Software, technology, sysadmin war stories, and more. Feed
Friday, July 8, 2011

Treat your children (processes) well

I've seen some pretty messed up excuses for code. These can usually be explained by inexperience or ignorance, but sometimes it seems to be willfully malicious. Other times, there's just plain genuine cluelessness at work, and the purpose of a code review is to keep that stuff out of the tree so that nobody else gets stuck dealing with it.

One time, there was a program which was being used to run some kind of benchmark. That is, it was a fairly large compiled chunk of C++ and other stuff and was being kicked off by a shell script, and that shell script was being kicked off by a Python program. So, granted, at this point, we're already pretty deep into the realm of all things evil, but someone actually found a way to make it worse.

I had noticed a problem with our testing machine. It seems it had been running out of disk space.
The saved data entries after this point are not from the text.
PR #951, opened 2022-09-30
Sync empty taxonomies to distributed posts.

### LINKED ISSUE #625: Taxonomy terms don’t sync among sites.
Let’s say I have 2 sites (Site A and B). I create several posts with taxonomy terms on B, then in site A I pulled from B, and I am able to see the posts pulled form B with their taxonomy terms.
Then I update a post on site B with it has 3 taxonomy terms, but I decide to delete one.
Site A is synced with B, and the post is updated showing two taxonomy terms. If I add more terms on B, A is synced too. If I delete others on B, but at least I leave one term, site A is synced too. The problem is if I delete all the terms on B, site A doesn’t sync.

Is there a way to solve this situation with taxonomy terms?

peterwilsoncc:
### Description of the Change

This modifies `prepare_taxonomy_terms()` to include both populated and unpopulated taxonomies when distributing sites.

This allows for the situation in which an original post is updated to remove all terms within a shared taxonomy.

To account for empty arrays being stripped from `$_POST` data (I've not been able to determine where this happens), update notifications are now sent as JSON encoded data to the remote sites REST API.  _This may be a backward compatibility issue for sites using hooks and getting POSTed data rather than using the `$request` object._

Taxonomy updates are limited to those shown in the REST API. 

Closes #625

### How to test the Change

1. Check out the `develop` branch.
2. Create a post and assign it two or more tags.
3. Distribute the post
4. Observe distributed version of post has two tags
5. Delete one tag on original post, update it.
6. Observe distributed version of post has one tag.
7. Delete all tags on original post, update it.
8. Observe distributed version of post has one tag (error).
9. Check out this branch and repeat
10. After deleting tags on the original post, the distributed version should have no tags.

#### Notes

1. E2E tests are failing for trunk due to a bug in `@wordpress/env` -- it was fixed five days ago but is still to be released https://github.com/WordPress/gutenberg/commit/3983fee52b8fa0b9336d6202e8b92d407b99187c 
2. I've had to change some of the tests to work around an issue in wp_mocks. I've created an issue and linked to that within the comments.

### Changelog Entry

> Fixed - Distribute empty taxonomies to external sites.

### Credits

Props @peterwilsoncc, @manolobevia, @jeffpaul, @cadic

### Checklist:

### DIFF
--- a/includes/classes/API/SubscriptionsController.php
+++ b/includes/classes/API/SubscriptionsController.php
@@ -248,6 +248,11 @@ class SubscriptionsController extends \WP_REST_Controller {
 				'media'        => ( isset( $request['post_data']['distributor_media'] ) ) ? $request['post_data']['distributor_media'] : [],
 			];
 
+			// Limit taxonomy updates to those shown in the REST API.
+			$rest_taxonomies = get_taxonomies( [ 'show_in_rest' => true ] );
+			$rest_taxonomies = array_fill_keys( $rest_taxonomies, true );
+			$update['terms'] = array_intersect_key( $update['terms'], $rest_taxonomies );
+
 			update_post_meta( (int) $request['post_id'], 'dt_subscription_update', $update );
 
 			$unlinked = (bool) get_post_meta( $request['post_id'], 'dt_unlinked', true );
--- a/includes/subscriptions.php
+++ b/includes/subscriptions.php
@@ -284,33 +284,42 @@ function send_notifications( $post ) {
 			}
 		}
 
+		/**
+		 * Filter the timeout used when calling `\Distributor\Subscriptions\send_notifications`
+		 *
+		 * @hook dt_subscription_post_timeout
+		 *
+		 * @param {int}     $timeout The timeout to use for the remote post. Default `5`.
+		 * @param {WP_Post} $post    The post object
+		 *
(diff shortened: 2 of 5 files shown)


peterwilsoncc:
The tests here are failing because the following returns `null` rather than an empty array. I've tried figuring out why but need some help from someone else.  

```php
\WP_Mock::userFunction(
	'\Distributor\Utils\prepare_taxonomy_terms', [
		'return' => [],
	]
);
```

I did a var_dump on the following line within `test_send_notifications_remote_post_exists()`

```
/vagrant/content/plugins/distributor/tests/php/SubscriptionsTest.php:514:NULL
```

cadic (approved):
The code looks good.

BTW, I was not able to replicate the original issue (at `develop` branch: after second-the-last tag was deleted in the original post, the distributed post has no tags as well on the step 8).

peterwilsoncc:
@cadic Do you recall if you were testing on an internal (multisite) connection or an external connection?

cadic:
@peterwilsoncc oh, thanks for clarifying that, it does reproduce with the external connection.

peterwilsoncc:
Thanks Max, sorry I missed that step in the reproduction notes.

Also, it was getting bogged down, and was starting to thrash a good bit, since something was tying up memory and CPU time. A glance showed my troublemaker. It was that benchmarking program. For some reason, it was getting wedged, and it kept a whole bunch of huge log files open, so our usual log rotator thing wasn't able to reclaim that space.

This particular test had an owner, so I filed a bug with him: please make this thing not do this. He didn't seem to know how. I said, look, just make sure you shut down anything you've started when your wrapper script exits. Leave things the way you found them. He didn't know how to do that, either. He wound up booking an appointment with me in person to talk about it.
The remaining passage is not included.